Thanks for the help. definitely matches the Colson.   I looked closer at the serial number and sure enough there was a I after the 8.  I’ll have to do some research on Colson.  I never heard of them.  Any more pics of that yellow one?  That looks really nice.   Are parts for these obtainable?   Some I see have a sweetheart chainring on them.  I thought that was a schwinn piece.


----------



## Adamtinkerer (Mar 26, 2022)

Difference between LWB and standard.


----------



## fordmike65 (Mar 26, 2022)

Parts are out there,but fenders seem to be a bit tough to find. It looks like someone swapped in a ladies Colson crankset.


----------



## dallaspa (Mar 26, 2022)

Is the long wheelbase supposed to have a smoother ride?   I’m more into schwinn 10 speeds and the touring bikes have longer wheelbases.  I can’t tell if my fenders are correct or not.  Some pictures have taller fenders and some have thinner ones.


----------



## fordmike65 (Mar 26, 2022)

dallaspa said:


> Is the long wheelbase supposed to have a smoother ride?   I’m more into schwinn 10 speeds and the touring bikes have longer wheelbases.  I can’t tell if my fenders are correct or not.  Some pictures have taller fenders and some have thinner ones.



It's more of an adult sized ballooner. Most ballooner frames tend to be 18" tall(measured from the center of the crank to the top of the seat tube). These are 20.5" tall and the wheelbase is 2" longer than a standard Colson frame. In regards to fenders, most came equipped with shallow fenders. Some with deeper. Here are a few other 36-37 Colsons to help you compare.


----------



## dogdart (Mar 26, 2022)

The long wheelbase makes for a more comfortable fit for an adult.  I have one , and it's a great rider


----------



## Archie Sturmer (Mar 26, 2022)

dallaspa said:


> Is the long wheelbase *supposed* *to* have a smoother ride?



The bicycles were not actually sold as BLW’s, but as *taller* frames of the streamlining era.  Along with the *taller* frame, and keeping with the streamlined geometry, some other frame dimensions just happened to change to suit.

In geometry, when one increases the length of one of the sides of a triangle, the lengths of the other sides must also increase, or else the streamlined angles will be off, (curves no fit).

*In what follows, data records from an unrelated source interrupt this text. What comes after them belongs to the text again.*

PR #726, opened 2021-06-09
Disallow alwaysinline and noinline on functions

gmarkall:
Adding "alwaysinline" and "noinline" attributes to a function results in an error similar to the following when compiling with LLVM:

```
Attributes 'noinline and alwaysinline' are incompatible!
LLVM ERROR: Broken module found, compilation aborted!
```

and then the interpreter is killed. This PR prevents both attributes being added at the Python level, to prevent the above error message and termination.

### DIFF
--- a/docs/source/glossary.rst
+++ b/docs/source/glossary.rst
@@ -44,8 +44,9 @@ getelementptr
 An LLVM :ref:`instruction` that lets you get the address of a
 subelement of an aggregate data structure.
 
-See :llvm:ref:`i_getelementptr` in the official LLVM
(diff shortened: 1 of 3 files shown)


esc:
I looked at the build failure, this has nothing to do with the PR but is caused by an upgrade of `sphinx` from v3.2.1 to v4.0.1 and can be triggered by including `-Wn` which treats this new warning as an error and breaks the build. Confirmed locally, I can reproduce this build failure.

esc:
Thanks for the patch!

PR #125, opened 2020-06-11
Add linter for Typography

Bloodyaugust:
## Motivation

We want to avoid encouraging others in writing more one-offs. We want to encourage others to use MDS design tokens.

## Acceptance Criteria 

- Linter fails CI when there is a font-size that is not from MDS
- Linter fails CI when there is a font-type that is not from MDS
- Linter fails on usage of deprecated typography rules
- Linter's error message has a link to the MDS typography rules to engineers can understand why their build is failing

As others indicate, *taller* framed _kids_ bicycle _toys_ were supposed to be *taller*.


----------



## WetDogGraphix (Mar 26, 2022)

dallaspa said:


> Thanks for the help. definitely matches the Colson.   I looked closer at the serial number and sure enough there was a I after the 8.  I’ll have to do some research on Colson.  I never heard of them.  Any more pics of that yellow one?  That looks really nice.   Are parts for these obtainable?   Some I see have a sweetheart chainring on them.  I thought that was a schwinn piece.



Maybe..... 😎


----------



## bloo (Mar 26, 2022)

dallaspa said:


> Some I see have a sweetheart chainring on them. I thought that was a schwinn piece.

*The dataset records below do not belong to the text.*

PR #126, opened 2020-06-11
Export the list of linted properties for static analysis capabilities

juanca:
https://www.pivotaltracker.com/story/show/173299530

## PR upkeep checklist

- [x] Change log entry
- [x] Label(s)
- [x] Assignee(s)


juanca:
I think we should wait on that. We might not need it. We will most likely iterate on the bigmaven static analysis scripts. Maybe at some point we can house the scripts here. 🤔

PR #132, opened 2020-06-17
Webinf i can still feel the box 173341864

juanca:
https://www.pivotaltracker.com/story/show/173341864

## PR upkeep checklist

- [x] Change log entry
- [x] Label(s)
- [x] Assignee(s)
- [x] Deployment URL: https://mavenlink.github.io/design-system/webinf-i-can-still-feel-the-box-173341864

### DIFF
--- a/src/components/list-option/list-option.test.jsx
+++ b/src/components/list-option/list-option.test.jsx
@@ -51,6 +51,24 @@ describe('src/components/list-option/list-option', () => {
   });
 
   describe('ref API', () => {
+    describe('contains', () => {
+      it('finds the container element', () => {
+        const ref = createRef();
+        render(<ListOption {...requiredProps} ref={ref} />);
+        expect(ref.current.contains(screen.getByText('Test option'))).toBe(true);
+      });
+
+      it('finds a child element', () => {
+        const ref = createRef();
+        render((
+          <ListOption {...requiredProps} ref={ref}>
+            <div>Nested child</div>
+          </ListOption>
+        ));
+        expect(ref.current.contains(screen.getByText('Nested child'))).toBe(true);
+      });
+    });
+
     describe('setActive', () => {
       it('sets active', () => {
         const ref = createRef();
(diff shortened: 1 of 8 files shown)


src/components/list-option/list-option.test.jsx
```diff
@@ -1,39 +1,96 @@
...
+      render(<ListOption {...requiredProps} defaultActive={false} />);
+      expect(screen.getByText('Test option')).toHaveAttribute('tabindex', '-1');
+    });
+  });
+
   describe('selected API', () => {
     it('is selected when selected is true', () => {
-      render(<ListOption selected>SelectMe!</ListOption>);
-      expect(screen.getByText('SelectMe!')).toHaveAttribute('aria-selected', 'true');
+      render(<ListOption {...requiredProps} selected={true} />);
```
cincospenguinos, line 43: If I'm not mistaken, boolean props don't need to have `true` be assigned to them.

```suggestion
      render(<ListOption {...requiredProps} selected />);
```

src/components/list-option/list-option.test.jsx
```diff
@@ -1,39 +1,96 @@
...
+      render(<ListOption {...requiredProps} selected={false} />);
+      expect(screen.getByText('Test option')).toHaveAttribute('aria-selected', 'false');
     });
   });
 
-  describe('title API', () => {
-    it('accepts a title', () => {
-      const title = "Hello. Is it me you're looking for?";
-      render(<ListOption title={title} />);
+  describe('ref API', () => {
```
cincospenguinos, line 53: 🎉

src/components/list-option/list-option.test.jsx
juanca: Yeah, I've been wavering on this but this is my latest train of thought:

Since we're testing `true` and `false`, I kinda want it to be explicit in both cases.

For example, in the `false` case, the "JSX way" of doing things is by not specifying the prop. But I want the reader to understand that the test is actually setting `selected` to `false.

In the same vein, I want to show the reader that I am testing `selected` set to `true`.

PR #140, opened 2020-06-25
[webinf-we-gonna-be-alright-173455369] Selection works in CustomFieldInputSingleChoice

cincospenguinos:
https://www.pivotaltracker.com/story/show/173455369

## PR upkeep checklist

- [x] Change log entry
- [x] Label(s)
- [x] Assignee(s)
- [x] Deployment URL: https://mavenlink.github.io/design-system/webinf-we-gonna-be-alright-173455369


src/components/custom-field-input-single-choice/custom-field-input-single-choice.jsx
```diff
@@ -19,17 +23,34 @@ export default function CustomFieldInputSingleChoice(props) {
...
-      setShowOptions(true);
+      setShowOptions(!props.readOnly);
     } else if (event.key === 'Escape') {
       setShowOptions(false);
     }
   }
 
+  const listOptions = props.choices.map((item, index) => (
+    <ListOption
+      dataId={item.id}
```
Bloodyaugust, line 39: We could potentially use the native `id` attribute, if we can guarantee that they'll be unique. This could be achieved by prepending something like `list-option-${props.id}` and making `ListOption` require an `id` param. How do you feel about that approach?

src/components/custom-field-input-single-choice/custom-field-input-single-choice.jsx
```diff
@@ -41,35 +62,41 @@ export default function CustomFieldInputSingleChoice(props) {
...
         >
-          { props.choices.map(item => <ListOption key={item}>{item}</ListOption>) }
+          { listOptions }
         </Listbox>
       ) }
     </div>
   );
 }
 
+const ChoiceType = PropTypes.shape({
```
Bloodyaugust, line 81: 👍  this is great! Do we want `id` and `label` to be required?

src/components/custom-field-input-single-choice/custom-field-input-single-choice.jsx
```diff
@@ -41,35 +62,41 @@ export default function CustomFieldInputSingleChoice(props) {
...
+  value: ChoiceType,
 };
 
 CustomFieldInputSingleChoice.defaultProps = {
   choices: [],
   placeholder: undefined,
   readOnly: false,
   required: false,
-  value: undefined,
+  value: {},
```
Bloodyaugust, line 101: Since this is a `ChoiceType` now, should we include an `id` and `label` here in the default? 🤔

src/components/list-option/list-option.jsx
```diff
@@ -31,7 +41,7 @@ const ListOption = forwardRef(function ListOption(props, ref) {
   });
 
   return (<li
-    aria-selected={props.selected}
+    aria-selected={selected}
```
Bloodyaugust, line 44: Should this be
```suggestion
    aria-selected={active && selected}
```

To ensure that only `active` components will be `aria-selected`?

src/components/custom-field-input-single-choice/custom-field-input-single-choice.jsx
cincospenguinos: Doing so caused failures because the default has `id` and `label` as `undefined`, since it's an empty object.

src/components/custom-field-input-single-choice/custom-field-input-single-choice.jsx
cincospenguinos: I thought so, but it was causing spec failures.

CHANGELOG.md
```diff
@@ -7,6 +7,7 @@
 
   - Major/Minor/Patch: This is an example changelog item, usually can be the commit message.
   - Append new items to make git merging easier.
+  - Minor: Update `CustomFieldInputSingleChoice` to select things
```
juanca, line 10:
```suggestion
  - Minor: Update `CustomFieldInputSingleChoice` to select choices
```

In the future, we'll probably use the changelog as a means of communicating changes to the rest of the teams. We should consider the language used when drafting the changelog items -- we want to ensure concise but descriptive context. In this case, we know we want the user to select a "choice".

src/components/custom-field-input-single-choice/custom-field-input-single-choice.jsx
juanca: Or, how about using the `value` attribute? Looks like we set `value` to the choice's label but a (single choice) field's value is actually the choice's `id`.

src/components/custom-field-input-single-choice/custom-field-input-single-choice.jsx
juanca: Would it be better to allow an `undefined` value? I know it makes more code but it would allow us to enforce the `id` and `label` properties of a choice type -- so the question is better phrased: do we think the benefits outweigh the extra code?

src/components/custom-field-input-single-choice/custom-field-input-single-choice.test.jsx
```diff
@@ -13,17 +13,31 @@ describe('src/components/custom-field-input-single-choice/custom-field-input-sin
...
     it('shows choices when clicked', () => {
-      const choices = ['foo', 'bar'];
       render(<CustomFieldInputSingleChoice label="Foo" id="bar" choices={choices} />);
       userEvent.click(screen.getByLabelText('Foo'));
 
       expect(screen.getByText('foo')).toBeInTheDocument();
       expect(screen.getByText('bar')).toBeInTheDocument();
     });
 
+    it('does not show choices when readOnly is true', () => {
```
juanca, line 32: Is this a better test for the `readOnly` API? (Why do we think it is an accessibility test?)

src/components/listbox/listbox.jsx
```diff
@@ -17,18 +18,44 @@ export default function Listbox(props) {
...
+      const indexOfToggledRef = newSelectedIndexes.indexOf(toggledRefIndex);
+      newSelectedIndexes = newSelectedIndexes.splice(indexOfToggledRef, 1);
+    }
+
+    if (props.selectionLimit && newSelectedIndexes.length > props.selectionLimit) {
+      const deselectIndex = newSelectedIndexes.shift();
+      props.refs[deselectIndex].current.toggleSelected();
+    }
+
+    props.onSelectionChange(props.refs[toggledRefIndex].current.optionData);
```
juanca, line 37: I think it makes more sense to keep the API pretty similar to the select API. Each option has a value. When the option is selected, the select's value is that option's value. 

```suggestion
    props.onSelectionChange(props.refs[toggledRefIndex].current.value);
```

src/components/listbox/listbox.jsx
```diff
@@ -70,14 +104,26 @@ export default function Listbox(props) {
   );
 }
 
+const ListOptionRefType = PropTypes.shape({
+  current: PropTypes.shape({
```
juanca, line 108: We will want `value` in this shape if we refactor `optionData` to `value`

src/components/listbox/listbox.jsx
```diff
@@ -17,18 +18,44 @@ export default function Listbox(props) {
...
 
+  const refIndexOf = target => props.refs.findIndex(ref => ref.current && ref.current.contains(target));
+  const optionsWasSelected = (toggledRefIndex, isSelected) => {
+    let newSelectedIndexes = selectedIndexes.slice(0, selectedIndexes.length);
+
+    if (isSelected) {
+      newSelectedIndexes.push(toggledRefIndex);
+    } else {
+      const indexOfToggledRef = newSelectedIndexes.indexOf(toggledRefIndex);
+      newSelectedIndexes = newSelectedIndexes.splice(indexOfToggledRef, 1);
```
juanca, line 29: `splice`'s output is the array of removed items. How is this working? I think it would return the same array:

```
let newSelectedIndexes = [42];
newSelectedIndexes = newSelectedIndexes.splice(0, 1);
```

Then `newSelectedIndexes` is still `[42]`.

src/components/listbox/listbox.jsx
```diff
@@ -17,18 +18,44 @@ export default function Listbox(props) {
...
+    }
+
+    if (props.selectionLimit && newSelectedIndexes.length > props.selectionLimit) {
```
juanca, line 32: I think we might want to remove `selectionLimit` because we don't have a design for it. I don't think the existing Mavenlink application has any dropdown with a limited set of selected options. It is either: 1 or `multiple`

src/components/listbox/listbox.jsx
juanca: I think `onSelectionChange` might be better off if we pass it the whole list of selected values. Usually, when someone is listening to a change event, the value of the target is the whole value -- not just the diff. 

A possibly crazy point, usually when we are listening to an event, we want to pass an event object. This is going to sound wild but check it out: If `Listbox` had an imperative handle then we could `props.onSelectionChange({ target: ref })`. The consumer of `Listbox` would define their listener as;

```
function onListboxSelectionChange(event) {
  if (valid) {
    setValue(event.target.value);
  } else {
    setInvalid(true)
  }
}
```

Actually, perhaps we could simplify the event handler to just `onChange`.

src/components/listbox/listbox.jsx
```diff
@@ -8,6 +8,7 @@ import styles from './listbox.css';
 export default function Listbox(props) {
   const [active, setActive] = useState(false);
   const [activeIndex, setActiveIndex] = useState(0);
+  const [selectedIndexes, setSelectedIndexes] = useState([]);
```
juanca, line 11:
```suggestion
// const [selectedIndexes, setSelectedIndexes] = useState([]);

  useImperativeHandle(ref, () => ({
    value: props.refs.filter(listOptionRef => listOptionRef.current.selected).map(selectedRef => selectedRef.current.value)
  }))
```

src/components/listbox/listbox.jsx
juanca:
```suggestion
  props.onChange({ target: ref });
```

src/components/list-option/list-option.jsx
cincospenguinos: I think active components can be unselected, and selected components can be inactive

src/components/listbox/listbox.jsx
juanca: This is a bit tricky. I'll do a write up with an analysis of whether this should be a good "web component" API or not.

src/components/list-option/list-option.jsx
Bloodyaugust: Perhaps I'm conflating this incorrectly with `focused`.

src/components/listbox/listbox.jsx
juanca: To summarize the issue(s):

This does not work when we are consuming DOM events (e.g. `click`), setting state, and then calling `onChange` because the `ref.current` is "stale." 

In order to get this to work, we need to consume DOM events, set state, and on state change call `onChange` -- which ensures the `ref.current` is latest. This is a good pattern to propagate.

src/components/listbox/listbox.jsx
juanca: https://github.com/mavenlink/design-system/pull/140#discussion_r447188693

> To summarize the issue(s):

> This does not work when we are consuming DOM events (e.g. click), setting state, and then calling onChange because the ref.current is "stale."

> In order to get this to work, we need to consume DOM events, set state, and on state change call onChange -- which ensures the ref.current is latest. This is a good pattern to propagate.

However, we cannot use `value: props.refs...` because our listboxes will be paginated in the future. We cannot based listbox's value on the DOM because we might only have rendered part of the whole data.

A closer look is often needed. It's probably a different sweetheart. A good place to start looking is the hole where the crank drive pin goes, and all the other possible locations for that hole. You will probably start to see differences there, and in other hole shapes too. 

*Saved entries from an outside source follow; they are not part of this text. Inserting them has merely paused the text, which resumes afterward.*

PR #141, opened 2020-06-30
[webinf-why-s-single-choice-crying-173455213] MDS interactive single choice custom field component (3/5)

cincospenguinos:
https://www.pivotaltracker.com/story/show/173455213

## PR upkeep checklist

- [x] Change log entry
- [x] Label(s)
- [x] Assignee(s)
- [x] Deployment URL: https://mavenlink.github.io/design-system/webinf-why-s-single-choice-crying-173455213

### DIFF
--- a/src/components/custom-field-input-single-choice/custom-field-input-single-choice.jsx
+++ b/src/components/custom-field-input-single-choice/custom-field-input-single-choice.jsx
@@ -1,5 +1,4 @@
 import React, {
-  useEffect,
   useRef,
   useState,
 } from 'react';
@@ -16,7 +15,6 @@ export default function CustomFieldInputSingleChoice(props) {
   const [showOptions, setShowOptions] = useState(false);
   const [value, setValue] = useState(props.value);
   const [searchValue, setSearchValue] = useState(undefined);
-  const editRef = useRef();
 
   const refs = props.choices.map(() => useRef());
   const caretIcon = (<Icon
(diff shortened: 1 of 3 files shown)


src/components/custom-field-input-single-choice/custom-field-input-single-choice.jsx
```diff
@@ -90,9 +138,12 @@ const ChoiceType = PropTypes.shape({
 CustomFieldInputSingleChoice.propTypes = {
   id: PropTypes.string.isRequired,
   choices: PropTypes.arrayOf(ChoiceType),
+  // eslint-disable-next-line react/no-unused-prop-types
```
cincospenguinos, line 141: I only included these because I could not figure out how to get lint to see that I was definitely using these props. If y'all have a way to get lint to chill out without these, that'd be great

src/components/custom-field-input-single-choice/custom-field-input-single-choice.jsx
```diff
@@ -34,48 +35,71 @@ export default function CustomFieldInputSingleChoice(props) {
...
+  function getOptions() {
+    const choices = {};
+    props.choices.forEach((item, index) => { choices[item.id] = { ...item, index }; });
 
-  function onChange(event) {
+    if (searchValue) {
+      const searchValueLowerCase = searchValue.toLowerCase();
+
+      return props.choices
+        .filter(item => item.label.toLowerCase().includes(searchValueLowerCase))
```
juanca, line 46: At some point, we'll want to ask design / product what kind of filtering algorithm would be ideal. For now, this is good enough.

Also always pay attention to whether it is 1/2" or 1" pitch. All the Schwinn sweethearts are 1" pitch, and so it this Colson, so it wont help in this case, but sometimes it does.


----------



## dallaspa (Mar 26, 2022)

Thanks again for all the information.   I really like the look of that yellow one.  I see most of the ones pictured have a chain guard on them but the 1936 catalog shows it without one.   I think I read it was also sold as goodyears or firestones or something.  Is this the case? 
         I also read that these are pretty common as a lot were made.  I have been watching marketplace and craigslist around me daily for several years and don’t recall seeing many prewar bicycle.  Maybe my location but i’m just outside of Pittsburgh and see a good variety of bikes.


----------



## stezell (Mar 26, 2022)

Not all prewar bicycles came equipped with a chainguard. They might have made a lot of them, but it doesn't mean they're all still around, lol! Welcome to the group. 

V/r 
Sean


----------



## rustystone2112 (Mar 26, 2022)

bloo said:


> A closer look is often needed. It's probably a different sweetheart. A good place to start looking is the hole where the crank drive pin goes, and all the other possible locations for that hole. You will probably start to see differences there, and in other hole shapes too.
> 
> Also always pay attention to whether it is 1/2" or 1" pitch. All the Schwinn sweethearts are 1" pitch, and so it this Colson, so it wont help in this case, but sometimes it does.



Pretty sure this is Schwinn 1/2 pitch


----------



## bloo (Mar 26, 2022)

What year and model is it from?


----------



## fordmike65 (Mar 26, 2022)

The sweetheart chainring on the Colson is correct. Most manufacturers had their own variation of it including Schwinn, Colson, Huffman, Monark and Shelby.


----------



## rustystone2112 (Mar 26, 2022)

bloo said:


> What year and model is it from?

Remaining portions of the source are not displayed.